**Instructions for the task:** Only lines containing the string "ASCellNode" belong in the answer; copy all of them from the entries.

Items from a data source
++++++++++
Issue #385, opened 2017-06-23
Couldn't find 'visible' supplementary element of kind UICollectionElementKindSectionHeader  assertion


mrvincenzo:
Getting the `Couldn't find 'visible' supplementary element of kind UICollectionElementKindSectionHeader at index path <> in map <>` assertion when animating section insertion with `performBatchUpdates` in `ASCollectionNode`. Please see https://github.com/facebookarchive/AsyncDisplayKit/pull/3158 for additional details.

Starting from scratch. First section insertion works well. Second section insertion gets the above assertion. Code snippet that reproduces the issue:

    import AsyncDisplayKit

    final class BatchUpdatesAssertion: ASViewController<ASCollectionNode> {
  
        fileprivate var timer: Timer!
        fileprivate var numberOfSections = 0

        init() {
            let layout = UICollectionViewFlowLayout()
            layout.scrollDirection = .vertical

            let node = ASCollectionNode(collectionViewLayout: layout)
            node.registerSupplementaryNode(ofKind: UICollectionElementKindSectionHeader)
      
            super.init(node: node)
      
            node.dataSource = self
            node.delegate = self
      
            timer = Timer.scheduledTimer(withTimeInterval: 2, repeats: true) {  _ in
                self.numberOfSections = self.numberOfSections + 1
                self.animateInsetion()
            }
        }
  
        required init?(coder aDecoder: NSCoder) {
            fatalError("init(coder:) has not been implemented")
        }
    }

    // MARK: - ASCollectionDataSource

    extension BatchUpdatesAssertion: ASCollectionDataSource {
        func animateInsetion() {
            node.performBatchUpdates({ 
                node.insertSections(IndexSet(integer: 0))
                node.insertItems(at: [IndexPath(item: 0, section: 0)])
            }, completion: { _ in
            })
        }
  
        func numberOfSections(in collectionNode: ASCollectionNode) -> Int {
            return numberOfSections
        }
  
        func collectionNode(_ collectionNode: ASCollectionNode, numberOfItemsInSection section: Int) -> Int {
            return 1
        }
  
        func collectionNode(_ collectionNode: ASCollectionNode, nodeForItemAt indexPath: IndexPath) -> ASCellNode {
            let node = ASTextCellNode()
            node.text = "item"
            return node
        }
  
        func collectionNode(_ collectionNode: ASCollectionNode, nodeForSupplementaryElementOfKind kind: String, at indexPath: IndexPath) -> ASCellNode {
[...]

PR #404, opened 2017-07-01
Fix issue where supplementary elements don't track section changes

### LINKED ISSUE #397: Crashes when removing sections from ASCollectionNode
Hello, there are two types of crashes when removing sections from ASCollectionNode:

- "no UICollectionViewLayoutAttributes instance for -layoutAttributesForSupplementaryElementOfKind: UICollectionElementKindSectionHeader at path ..."
- "Supplementary node should exist ..."

Here is example project demonstrating both crashes: [ASDKTest.zip](https://github.com/TextureGroup/Texture/files/1107917/ASDKTest.zip)

Adlai-Holler:
Unfortunately, since supplementary elements are keyed by section index, we have to migrate supplementaries when sections are inserted/deleted. So if you have section 0 with a header, and you insert a section at index 0, that previous header should now be at index path e.g. `{1, 0}`.

So we migrate all supplementary elements when there are section-level changes. This is meant to be a minimal diff to fix the crash, and it was reduced down from the larger change #405 which unifies our index change tracking.

Resolves #397 and (I believe) #385 @Pacek @mrvincenzo

### DIFF
--- a/Source/Private/ASMutableElementMap.mm
+++ b/Source/Private/ASMutableElementMap.mm
@@ -1,5 +1,5 @@
 //
-//  ASMutableElementMap.m
+//  ASMutableElementMap.mm
 //  Texture
 //
 //  Copyright (c) 2014-present, Facebook, Inc.  All rights reserved.
@@ -22,6 +22,7 @@
 #import <AsyncDisplayKit/ASElementMap.h>
 #import <AsyncDisplayKit/ASTwoDimensionalArrayUtils.h>
 #import <AsyncDisplayKit/NSIndexSet+ASHelpers.h>
+#import <AsyncDisplayKit/_ASHierarchyChangeSet.h>
 
 typedef NSMutableArray<NSMutableArray<ASCollectionElement *> *> ASMutableCollectionElementTwoDimensionalArray;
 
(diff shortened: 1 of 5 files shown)


Source/Private/ASMutableElementMap.mm
```diff
@@ -108,6 +102,34 @@ - (void)insertElement:(ASCollectionElement *)element atIndexPath:(NSIndexPath *)
...
+      NSInteger newSection = [changeSet newSectionForOldSection:oldSection];
+
+      if (oldSection == newSection) {
+        // Index path stayed the same, do nothing.
+      } else if (newSection == NSNotFound) {
+        // Section was deleted, remove the supplementary element.
+        [supps removeObjectForKey:oldIndexPath];
+      } else {
+        // Section index changed, move it.
+        NSIndexPath *newIndexPath = [NSIndexPath indexPathForItem:oldIndexPath.item inSection:newSection];
```
appleguy: I think in this case we may also need to do the removeObjectForKey:oldIndexPath ?

Adlai-Holler: Ah good catch!

mrvincenzo:
@Adlai-Holler I've verified that a5a9627 fixes #385. Thanks a lot!

appleguy:
In turn, thank you for filing the issue *and* verifying the fix so quickly!

That really helps increase our confidence to land and cut a release
rapidly, and enables us to move on to more great things :-)

Adlai-Holler:
Note: Unfortunately there's still a subtle bug here!

Imagine you have sections 0 1 2, you delete section 0, and during the dictionary enumeration you visit in the order 2 1 0. Visit 2: `remove:2` `update:1`, then visit 1: `remove:1` – now we've lost the header for section 1.

I'll update the diff to be a little less eager about performance and simply generate a new dictionary every time without erasing elements.

Adlai-Holler:
I've updated the diff and tested it again against the sample project from @Pacek in #397 to make sure it still works.

Pacek:
@appleguy and the rest of the Texture gang, you guys are the best, thanks for fixing this so fast.

Source/Private/ASMutableElementMap.mm
```diff
@@ -108,6 +102,37 @@ - (void)insertElement:(ASCollectionElement *)element atIndexPath:(NSIndexPath *)
...
+    return;
+  }
+
+  // For each element kind,
+  [_supplementaryElements enumerateKeysAndObjectsUsingBlock:^(NSString * _Nonnull key, NSMutableDictionary<NSIndexPath *,ASCollectionElement *> * _Nonnull supps, BOOL * _Nonnull stop) {
+    
+    // For each index path of that kind, move entries into a new dictionary.
+    // Note: it's tempting to update the dictionary in-place but because of the likely collision between old and new index paths,
+    // subtle bugs are possible. Note that this process is rare (only on section-level updates),
+    // that this work is done off-main, and that the typical supplementary element use case is just 1-per-section (header).
```
appleguy: @Adlai-Holler this is a very worthwhile comment, thanks!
++++++++++
**Expected output:**
        func collectionNode(_ collectionNode: ASCollectionNode, nodeForItemAt indexPath: IndexPath) -> ASCellNode {
        func collectionNode(_ collectionNode: ASCollectionNode, nodeForSupplementaryElementOfKind kind: String, at indexPath: IndexPath) -> ASCellNode {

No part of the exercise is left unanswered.